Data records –
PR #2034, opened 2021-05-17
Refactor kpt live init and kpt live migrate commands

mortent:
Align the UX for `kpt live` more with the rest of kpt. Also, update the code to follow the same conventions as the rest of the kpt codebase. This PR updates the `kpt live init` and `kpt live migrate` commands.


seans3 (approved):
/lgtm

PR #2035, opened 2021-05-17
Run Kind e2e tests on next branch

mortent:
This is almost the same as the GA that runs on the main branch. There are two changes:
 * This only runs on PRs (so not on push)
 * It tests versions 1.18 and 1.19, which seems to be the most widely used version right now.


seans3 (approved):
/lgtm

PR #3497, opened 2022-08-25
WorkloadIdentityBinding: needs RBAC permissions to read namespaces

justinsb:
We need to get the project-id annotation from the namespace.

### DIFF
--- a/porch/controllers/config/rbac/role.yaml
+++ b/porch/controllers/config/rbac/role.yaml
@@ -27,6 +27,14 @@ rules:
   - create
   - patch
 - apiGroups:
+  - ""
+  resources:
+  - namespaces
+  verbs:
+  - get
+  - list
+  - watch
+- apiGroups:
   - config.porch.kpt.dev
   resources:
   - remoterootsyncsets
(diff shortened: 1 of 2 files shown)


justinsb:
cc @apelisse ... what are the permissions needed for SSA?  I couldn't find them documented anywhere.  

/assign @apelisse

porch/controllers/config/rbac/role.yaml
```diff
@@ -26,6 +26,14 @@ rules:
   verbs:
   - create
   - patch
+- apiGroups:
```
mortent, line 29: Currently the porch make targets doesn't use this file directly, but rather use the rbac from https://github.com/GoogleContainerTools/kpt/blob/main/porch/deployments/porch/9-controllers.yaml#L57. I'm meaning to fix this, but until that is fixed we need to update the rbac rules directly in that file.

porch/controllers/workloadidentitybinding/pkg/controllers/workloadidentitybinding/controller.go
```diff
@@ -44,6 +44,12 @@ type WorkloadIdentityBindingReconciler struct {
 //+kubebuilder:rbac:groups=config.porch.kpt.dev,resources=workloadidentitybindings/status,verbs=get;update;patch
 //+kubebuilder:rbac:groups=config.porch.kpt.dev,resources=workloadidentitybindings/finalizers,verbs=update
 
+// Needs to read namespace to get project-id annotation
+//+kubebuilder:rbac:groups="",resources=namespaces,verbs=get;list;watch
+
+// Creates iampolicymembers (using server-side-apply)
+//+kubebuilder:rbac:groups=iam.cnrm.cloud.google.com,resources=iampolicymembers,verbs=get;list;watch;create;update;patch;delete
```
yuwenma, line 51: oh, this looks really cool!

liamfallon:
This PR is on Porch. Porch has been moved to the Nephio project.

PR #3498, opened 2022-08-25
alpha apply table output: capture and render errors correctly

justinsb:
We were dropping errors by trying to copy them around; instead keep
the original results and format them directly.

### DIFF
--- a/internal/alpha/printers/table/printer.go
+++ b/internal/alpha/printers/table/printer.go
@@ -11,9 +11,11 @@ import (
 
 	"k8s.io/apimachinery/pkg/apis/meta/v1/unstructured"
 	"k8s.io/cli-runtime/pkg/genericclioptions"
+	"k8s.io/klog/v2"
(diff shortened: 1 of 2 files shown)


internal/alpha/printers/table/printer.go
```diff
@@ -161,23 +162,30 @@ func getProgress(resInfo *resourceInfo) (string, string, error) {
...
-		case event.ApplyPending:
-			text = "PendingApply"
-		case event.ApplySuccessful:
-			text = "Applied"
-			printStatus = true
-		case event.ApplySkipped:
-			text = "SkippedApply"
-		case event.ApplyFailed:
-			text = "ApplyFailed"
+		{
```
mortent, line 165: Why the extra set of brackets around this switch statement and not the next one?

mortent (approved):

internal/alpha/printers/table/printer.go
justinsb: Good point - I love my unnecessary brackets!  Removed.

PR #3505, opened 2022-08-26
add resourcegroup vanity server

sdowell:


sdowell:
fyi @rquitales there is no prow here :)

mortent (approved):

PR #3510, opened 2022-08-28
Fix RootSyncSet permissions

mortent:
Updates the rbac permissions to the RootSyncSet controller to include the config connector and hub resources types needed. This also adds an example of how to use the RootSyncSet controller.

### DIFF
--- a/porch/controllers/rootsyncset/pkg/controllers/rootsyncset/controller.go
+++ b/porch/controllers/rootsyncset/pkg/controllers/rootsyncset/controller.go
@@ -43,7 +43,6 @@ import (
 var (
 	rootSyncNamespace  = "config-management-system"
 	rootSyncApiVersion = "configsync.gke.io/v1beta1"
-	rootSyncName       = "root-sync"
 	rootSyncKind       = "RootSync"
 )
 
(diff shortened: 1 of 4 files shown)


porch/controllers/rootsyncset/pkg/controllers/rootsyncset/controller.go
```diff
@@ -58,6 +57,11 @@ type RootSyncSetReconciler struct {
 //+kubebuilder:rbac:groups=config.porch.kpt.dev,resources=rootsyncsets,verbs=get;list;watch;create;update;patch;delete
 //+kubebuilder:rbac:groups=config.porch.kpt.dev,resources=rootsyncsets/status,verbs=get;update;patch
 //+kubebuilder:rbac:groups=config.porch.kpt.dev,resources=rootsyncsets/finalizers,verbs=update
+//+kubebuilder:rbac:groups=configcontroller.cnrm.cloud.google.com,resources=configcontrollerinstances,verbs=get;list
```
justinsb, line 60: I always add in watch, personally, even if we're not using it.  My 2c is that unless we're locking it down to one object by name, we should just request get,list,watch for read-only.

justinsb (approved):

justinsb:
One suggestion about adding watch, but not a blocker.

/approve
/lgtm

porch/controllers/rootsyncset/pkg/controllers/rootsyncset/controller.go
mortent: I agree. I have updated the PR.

What to produce –
This exercise asks for the line with "One suggestion about" and all lines after it through the end of the records above, retyped exactly and with nothing else.

Answer to the problem –
One suggestion about adding watch, but not a blocker.

/approve
/lgtm

porch/controllers/rootsyncset/pkg/controllers/rootsyncset/controller.go
mortent: I agree. I have updated the PR.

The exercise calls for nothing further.